# Model Pipeline 
This notebook uses code from the cross_val, sample_train_test, and evaluate pipeline.

In [33]:
import pandas as pd
import numpy as np
from sklearn.base import clone
from sklearn.ensemble import RandomForestRegressor

def load_data(aug_tt, item_tt, user_tt):
    """
    Load the data from the transaction tables

    Paramters
    ---------
    aug_tt       : str
                   File name of the parquet file with each row corresponding
                   to a user's features, an item's features, and the user's
                   rating for that item

    item_tt      : str
                   File name of the parquet file with each row corresponding
                   to an item's features

    user_tt      : str
                   File name of the parquet file with each row corresponding
                   to a user's features

    Returns
    -------
    df            : pandas DataFrame
                    The augmented transaction table

    item_df       : pandas DataFrame
                    The item features as a transaction table

    user_df       : pandas DataFrame
                    The userfeatures as a transaction table

    item_ids      : list
                    All unique item ids

    user_ids      : list
                    All unique user ids
    """

    df = pd.read_parquet(aug_tt).dropna()
    item_df = pd.read_parquet(item_tt)
    item_ids = item_df['movieId'].unique()
    item_df = item_df.drop(columns=['movieId'])
    user_df = pd.read_parquet(user_tt).drop(columns=['userId'])
    user_ids = df['userId'].unique()
    return df, item_df, user_df, item_ids, user_ids


def fit_ml_cb(train_df, model, target_col='rating', drop_cols=['userId', 'movieId', 'timestamp']):
    """
    Perform item-wise clustering and assign each item to a cluster of similar
    items based on the users that 

    Paramters
    ---------
    train_df     : pandas DataFrame
                   The training set as a transaction table. Each row
                   corresponds to a user's features and that item's features
                   along with the user's rating for that item.

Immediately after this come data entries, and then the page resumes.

PR #197, opened 2016-06-03
Fix #195: Add a new SMS template variable for recipients array

### LINKED ISSUE #195: Set and SMS numbers as array
I am using Jethro with SMS Gateway Me (https://smsgateway.me/sms-api-documentation/messages/send-message-to-many-numbers) to send SMS for roaster reminder. 

I have trouble sending sms to multiple users because the _RECIPIENTS_COMMAS_ placeholder would not work with SMS Gateway Me API. Instead, they would need something like : 

`number[]=00000000&number[]=111111111...`

It would help to have another placeholder like _RECIPIENTS_COMMAS_ and _RECIPIENTS_NEWLINES_ with an array : _RECIPIENTS_ARRAY_

mikaoelitiana:
Fixes #195 

Signed-off-by: Mika Andrianarijaona <mika@tag-ip.com>

### DIFF
--- a/conf.php.sample.au
+++ b/conf.php.sample.au
@@ -190,9 +190,13 @@ define('CCLI_DETAIL_URL', 'https://au.songselect.com/songs/__NUMBER__');
 // URL of the server to send SMSes through
 define('SMS_HTTP_URL', ''); // eg http://www.5centsms.com.au/api/send.php
 
+// SMS parameter name for recipients array. Use 'number' to have number[]=...&number[]=...
+define('SMS_RECIPIENT_PARAMETER', 'number');
+
 // The format for the send-sms POST request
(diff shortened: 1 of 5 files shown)


vanoudt:
I've merged this in with my pull request #179 which completely reworks how SMS messages are sent, including nice AJAX based message sending. The only thing I changed was the name of the parameter. Instead of SMS_RECIPIENT_PARAMETER, I chose to go with SMS_RECIPIENT_ARRAY_PARAMETER, to make it clearer that this parameter is only when one uses the _RECIPIENT_ARRAY_ substitution.

mikaoelitiana:
Yes that makes sense. I hope to see this merged soon.  Thanks

tbar0970:
I've applied this changes to the main branch via vanoudt's PR.

PR #204, opened 2016-06-21
Show special dates on the front page

vanoudt:
Allows showing upcoming special dates on the front page.
Also creates a second row on the front page to show it in.

I realise that a person report could be used to generate this information, but it's something that could be really useful to see at a glance when one first logs in.
Not sure if there should be permissions wrapped around this, so that only certain people can see it?

### DIFF
--- a/db_objects/special_dates.class.php
+++ b/db_objects/special_dates.class.php
@@ -5,7 +5,7 @@ class Special_Dates extends db_object
 	// NB This class only exists for the following SQL
 	// It has no ID
 
-	static function getUpcomingDates($personid, $timeframe='4 weeks')
+	static function getUpcomingDates($personid, $timeframe='1 month')
 	{
 		$end_date = date('Y-m-d', strtotime('+'.$timeframe));
 		$current_year = date('Y');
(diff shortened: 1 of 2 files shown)


tbar0970:
Hi Nick, does this show every custom field value, for every person, on the home page for every user ??

vanoudt:
At the moment, yes. (With the limit that it only shows custom fields that have a date associated with them) Not sure what permissions to wrap it in to change that... As far as I can tell, there are no permissions on custom fields at all. That is, if you view a person, you'd see all of their registered custom fields - this just takes less clicks! Am I missing something?

In the long run, it'd be nice to be able to pick and choose the layout of items on the front-page dynamically.... this doesn't do that, though! :-)

tbar0970:
You're right there's no field-specific permissions.  But there are a few things that would need to be addressed to merge this into the trunk:

* People use custom fields for a bunch of different things and it wouldn't make sense to have every date on the home page.  This could be addressed by having a "show on homepage" checkbox next to date fields on the custom-field-config page (and a corresponding column in the custom-field table)
* The query should use the person view not the _person table.  The view is restricted to persons that the current user has access to.
* The new query doesn't really justify a new db_object class - there is no corresponding table.  It could just be a static method on the custom_field or person classes.

A different, and maybe better, way to achieve this would be to be able to mark reports as "show this report's results on the home page."  Then the report could do all the work of generating the results, and it could be used for other applications too.

vanoudt:
Finally had another look at this. I liked the idea to mark reports as "show on homepage" - PR #389 does exactly that! :-)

    model        : an sklearn regressor object
                   An object with a fit and predict method that outputs a
                   float.

    target_col   : str
                   The column corresponding to the rating.

    drop_cols    : list
                   Columns to be dropped in train_df.

    Returns
    -------
    rs_model      : an sklearn model object
                    The fitted version of the model input used to predict the
                    rating of a user for an object given the user's features
                    and the item's features.
    """
    rs_model = clone(model)
    target = train_df[target_col].dropna().values.ravel()
    train_df = train_df.drop(columns=[target_col]+drop_cols)
    rs_model = model.fit(train_df, target)
    return rs_model


def reco_ml_cb(user_df, item_df, item_ids, model_fitted):
    """
    Completes the entire utility matrix based on the model passed

    Parameters
    ---------
    train_df     : pandas DataFrame
                   The training set as a transaction table. Each row
                   corresponds to a user's features and that item's features
                   along with the user's rating for that item.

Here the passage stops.